Matthew Hankins1,2,3 email

1King's College London, Department of Psychology (at Guy's), Institute of Psychiatry, London, UK

2Department of Primary Care & Public Health, Brighton & Sussex Medical School, Brighton, UK

3Brighton & Sussex University Hospitals NHS Trust, Royal Sussex County Hospital, Brighton, UK

author email corresponding author email

Clinical Practice and Epidemiology in Mental Health 2008, 4:10doi:10.1186/1745-0179-4-10

Published: 24 April 2008

Abstract

Background

The 12-item General Health Questionnaire (GHQ-12) is used routinely as a unidimensional measure of psychological morbidity. Many factor-analytic studies have reported that the GHQ-12 has two or three dimensions, threatening its validity. It is possible that these 'dimensions' are the result of the wording of the GHQ-12, namely its division into positively phrased (PP) and negatively phrased (NP) statements about mood states.
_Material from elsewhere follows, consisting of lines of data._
PR #119, opened 2018-02-19
Add support for getting a count of current instances from the CloudAPI.

stack72:
This commit adds a `Count` method which can be used to get a total
number of currently provisioned instances as a single integer value,
and does not retrieve any details of each of the instances.

This superceeds #113

### DIFF
--- a/compute/instances.go
+++ b/compute/instances.go
@@ -16,6 +16,7 @@ import (
 	"net/http"
 	"net/url"
 	"path"
+	"strconv"
 	"strings"
 	"time"
 
@@ -103,6 +104,38 @@ func (gmi *GetInstanceInput) Validate() error {
 	return nil
 }
 
+func (c *InstancesClient) Count(ctx context.Context, input *ListInstancesInput) (int, error) {
+	fullPath := path.Join("/", c.client.AccountName, "machines")
+
+	reqInputs := client.RequestInput{
+		Method: http.MethodHead,
+		Path:   fullPath,
+		Query:  buildQueryFilter(input),
+	}
+
+	response, err := c.client.ExecuteRequestRaw(ctx, reqInputs)
+	if err != nil {
+		return -1, pkgerrors.Wrap(err, "unable to get machines count")
+	}
+
+	if response == nil {
+		return -1, pkgerrors.New("request to get machines count has empty response")
+	}
+	defer response.Body.Close()
+
+	var result int
+
+	if count := response.Header.Get("X-Resource-Count"); count != "" {
+		value, err := strconv.Atoi(count)
+		if err != nil {
+			return -1, pkgerrors.Wrap(err, "unable to decode machines count response")
+		}
+		result = value
+	}
+
+	return result, nil
+}
+
 func (c *InstancesClient) Get(ctx context.Context, input *GetInstanceInput) (*Instance, error) {
 	if err := input.Validate(); err != nil {
 		return nil, pkgerrors.Wrap(err, "unable to get machine")
@@ -159,9 +192,7 @@ type ListInstancesInput struct {
 	Credentials bool
 }
 
-func (c *InstancesClient) List(ctx context.Context, input *ListInstancesInput) ([]*Instance, error) {
-	fullPath := path.Join("/", c.client.AccountName, "machines")
-
+func buildQueryFilter(input *ListInstancesInput) *url.Values {
 	query := &url.Values{}
 	if input.Brand != "" {
 		query.Set("brand", input.Brand)
@@ -175,10 +206,10 @@ func (c *InstancesClient) List(ctx context.Context, input *ListInstancesInput) (
 	if input.State != "" {
 		query.Set("state", input.State)
 	}
-	if input.Memory >= 1 && input.Memory <= 1000 {
+	if input.Memory >= 1 {
 		query.Set("memory", fmt.Sprintf("%d", input.Memory))
 	}
-	if input.Limit >= 1 {
+	if input.Limit >= 1 && input.Limit <= 1000 {
 		query.Set("limit", fmt.Sprintf("%d", input.Limit))
 	}
 	if input.Offset >= 0 {
@@ -199,10 +230,16 @@ func (c *InstancesClient) List(ctx context.Context, input *ListInstancesInput) (
 		}
 	}
 
+	return query
+}
+
+func (c *InstancesClient) List(ctx context.Context, input *ListInstancesInput) ([]*Instance, error) {
+	fullPath := path.Join("/", c.client.AccountName, "machines")
+
 	reqInputs := client.RequestInput{
 		Method: http.MethodGet,
 		Path:   fullPath,
-		Query:  query,
+		Query:  buildQueryFilter(input),
 	}
 	respReader, err := c.client.ExecuteRequest(ctx, reqInputs)
 	if err != nil {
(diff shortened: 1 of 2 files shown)


compute/instances.go
```diff
@@ -159,9 +192,7 @@ type ListInstancesInput struct {
 	Credentials bool
 }
 
-func (c *InstancesClient) List(ctx context.Context, input *ListInstancesInput) ([]*Instance, error) {
-	fullPath := path.Join("/", c.client.AccountName, "machines")
-
+func buildQueryFilter(input *ListInstancesInput) *url.Values {
```
kwilczynski: Very nice idea 👍

kwilczynski:
I tested sending `HEAD` against the CloudAPI, and it seem to work as intended, as per:

(with filter)

```sh
krzysztof.wilczynski@deupc00156 ~/.../joyent/triton-go (master $)$ cloudapi_head '/kwilczynski/machines?docker=false'
HTTP/1.1 200 OK
Server: cloudapi/8.3.0
Request-Id: 1675a22d-8f55-46d6-a0ce-fa2981dc4bcd
x-query-limit: 1000
role-tag: test,test123
Content-Type: application/json
Access-Control-Expose-Headers: Api-Version, Request-Id, Response-Time
Strict-Transport-Security: max-age=6570000
Date: Mon, 19 Feb 2018 19:52:24 GMT
Content-MD5: 11FxOYiYfpMxmANj4kGJzg==
Access-Control-Allow-Origin: *
Response-Time: 667
Connection: Keep-Alive
x-resource-count: 0
Access-Control-Allow-Headers: Accept, Accept-Version, Content-Length, Content-MD5, Content-Type, Date, Api-Version, Response-Time
Access-Control-Allow-Methods: POST, GET, HEAD
Api-Version: 8.0.0
Content-Length: 2
```

(without filter)

```sh
krzysztof.wilczynski@deupc00156 ~/.../joyent/triton-go (master $)$ cloudapi_head '/kwilczynski/machines'
HTTP/1.1 200 OK
Server: cloudapi/8.3.0
Request-Id: f78be80d-8708-485c-9143-d1eb5a183518
x-query-limit: 1000
role-tag: test,test123
Content-Type: application/json
Access-Control-Expose-Headers: Api-Version, Request-Id, Response-Time
Strict-Transport-Security: max-age=6570000
Date: Mon, 19 Feb 2018 19:52:31 GMT
Content-MD5: ECyZsF+Ia6bpVAciJcXQuQ==
Access-Control-Allow-Origin: *
Response-Time: 1161
Connection: Keep-Alive
x-resource-count: 1
Access-Control-Allow-Headers: Accept, Accept-Version, Content-Length, Content-MD5, Content-Type, Date, Api-Version, Response-Time
Access-Control-Allow-Methods: POST, GET, HEAD
Api-Version: 8.0.0
Content-Length: 692
```

kwilczynski:
There is another thing that I meant to address in an issue, but we might as well try to tackle this now.

The following (and similar ones):

https://github.com/joyent/triton-go/blob/8b12b82dc02a9395ca1506bc6a8ed0dbfc46977a/compute/instances.go#L190-L192

Are potentially an issue, but why? Because of the Go zero-values and the way how we set the parameter here. Allow me to explain:

The CloudAPI allows one to set the something along these lines: `docker=false` or `docker=true`; as a filter. Which is a perfectly valid use case, since one might wish to filter out container (Docker?) instances/machines from the results, but keep everything else.

At the moment, this is not possible. Why? Because of the `input.Docker` being a `boolean` type, which has its zero-value set to `false` by default. This means that the following happens:

**1) User sets `Docker: false` in the input type;**

This will result in no `docker=false` being added as a query parameter in the entire query string, and as per the default in the CloudAPI (which is akin to setting up `docker=true`), all the instances/machines would be returned regardless of the user intent here.

**2) User sets `Docker: true` in the input type;**

This will result in `docker=true` being added as a query parameter to the query string explicitly. This is also the same as the CloudAPI default.

**3) User does not provide neither `Docker: false` nor `Docker: true` in the input type;**

The Go zero-value will take into effect here, which is `false` by default for the `boolean` type. This will result in CloudAPI following its default behaviour, which is to include container instances/machines in the output.

We need to fix this, if we want to support filter as a "toggle" allowing for a combination of different values.

kwilczynski:
Apologies for being a bit of a drag on the Pull Request, but I have another question. The following:

https://github.com/joyent/triton-go/blob/8b12b82dc02a9395ca1506bc6a8ed0dbfc46977a/compute/instances.go#L178

I believe, that checking for >= for the memory would be fine, but I would not put a top-level ceiling here, as we might introduce instances with a TiB or more memory in the future (premium?).

Where this check would make more sense, would be the following:

https://github.com/joyent/triton-go/blob/8b12b82dc02a9395ca1506bc6a8ed0dbfc46977a/compute/instances.go#L181

Since the limit can only be as high as 1000, which is its top-level limit.

Albeit, this is just a question, as I would need to confirm what happens when one selects more than a value of 1000 for the memory filter.

kwilczynski:
To add to the https://github.com/joyent/triton-go/pull/119#issuecomment-366793077.

I think this is definitely achievable by having these fields as pointers, so that we could dereference the pointer to get the actual stored value should it be a non-nil value. But that is getting us closer to what AWS SDK does almost everywhere and it is definitely error prone (on the user side, most of the time), and might require helper methods (e.g., `aws.String(s string)`) to be provided.

compute/instances.go
```diff
@@ -175,7 +206,7 @@ func (c *InstancesClient) List(ctx context.Context, input *ListInstancesInput) (
 	if input.State != "" {
 		query.Set("state", input.State)
 	}
-	if input.Memory >= 1 && input.Memory <= 1000 {
+	if input.Memory >= 1 {
 		query.Set("memory", fmt.Sprintf("%d", input.Memory))
 	}
 	if input.Limit >= 1 {
```
kwilczynski: Limit greater than 1000 results in _409 Conflict_.

compute/instances.go
```diff
@@ -103,6 +104,38 @@ func (gmi *GetInstanceInput) Validate() error {
 	return nil
 }
 
+func (c *InstancesClient) Count(ctx context.Context, input *ListInstancesInput) (int, error) {
```
kwilczynski: Here, the `ListInstancesInput` might be an interesting use-case for much dreaded type aliases added in Go 1.9. So that would be:

```go
type CountInstancesInput = ListInstancesInput
```

See https://golang.org/doc/go1.9#language for more details.

kwilczynski: Example: https://play.golang.org/p/ftoqWLjx154

compute/instances.go
kwilczynski: Example:

```sh
$ for t in memory limit; do \
>     for v in 0 1 1000 10000; do \
>         echo -ne "${t}=${v}:\t"; cloudapi_head "/kwilczynski/machines?${t}=${v}" 2>/dev/null | head -1;
>     done
> done
memory=0:	HTTP/1.1 200 OK
memory=1:	HTTP/1.1 200 OK
memory=1000:	HTTP/1.1 200 OK
memory=10000:	HTTP/1.1 200 OK
limit=0:	HTTP/1.1 409 Conflict
limit=1:	HTTP/1.1 200 OK
limit=1000:	HTTP/1.1 200 OK
limit=10000:	HTTP/1.1 409 Conflict
```

kwilczynski:
Hi @stack72, looks good to me! Let's merge!

stack72:
Thanks for the review here @kwilczynski :)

Such 'method effects' introduce response bias which should be taken into account when deriving and interpreting factors.

Methods

GHQ-12 data were obtained from the 2004 cohort of the Health Survey for England (N = 3705). Following exploratory factor analysis (EFA), the goodness of fit indices of one, two and three factor models were compared with those of a unidimensional model specifying response bias on the NP items, using structural equation modelling (SEM). The hypotheses were (1) the variance of the responses would be significantly higher for NP items than for PP items because of response bias, and (2) that the modelling of response bias would provide the best fit for the data.

Results

Consistent with previous reports, EFA suggested a two-factor solution dividing the items into NP and PP items. The variance of responses to the NP items was substantially and significantly higher than for the PP items. The model incorporating response bias was the best fit for the data on all indices (RMSEA = 0.068, 90%CL = 0.064, 0.073). Analysis of the frequency of responses suggests that the response bias derives from the ambiguity of the response options for the absence of negative mood states.

Conclusion

The data are consistent with the GHQ-12 being a unidimensional scale with a substantial degree of response bias for the negatively phrased items. Studies that report the GHQ-12 as multidimensional without taking this response bias into account risk interpreting the artefactual factor structure as denoting 'real' constructs, committing the methodological error of reification. Although the GHQ-12 seems unidimensional as intended, the presence of such a large response bias should be taken into account in the analysis of GHQ-12 data.